Check each line of the data below for the string "about". Then give the number of lines that have it, without anything else.

(Dataset entries)
--- START ---
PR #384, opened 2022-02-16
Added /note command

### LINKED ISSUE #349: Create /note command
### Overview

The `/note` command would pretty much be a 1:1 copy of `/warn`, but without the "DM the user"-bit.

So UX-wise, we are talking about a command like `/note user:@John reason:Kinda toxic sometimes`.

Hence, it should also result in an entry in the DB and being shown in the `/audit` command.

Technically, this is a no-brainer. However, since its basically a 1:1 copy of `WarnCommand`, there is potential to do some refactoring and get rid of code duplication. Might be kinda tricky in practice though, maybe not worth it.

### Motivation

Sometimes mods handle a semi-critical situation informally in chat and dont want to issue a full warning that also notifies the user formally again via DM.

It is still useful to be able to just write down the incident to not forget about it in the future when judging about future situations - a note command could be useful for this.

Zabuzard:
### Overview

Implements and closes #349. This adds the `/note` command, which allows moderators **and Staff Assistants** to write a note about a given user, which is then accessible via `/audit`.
--- END ---
--- START ---
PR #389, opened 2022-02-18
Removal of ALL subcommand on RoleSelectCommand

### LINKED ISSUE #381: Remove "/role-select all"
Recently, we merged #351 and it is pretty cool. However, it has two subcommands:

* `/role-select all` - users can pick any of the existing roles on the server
--- END ---
● **THE ANSWER**: 3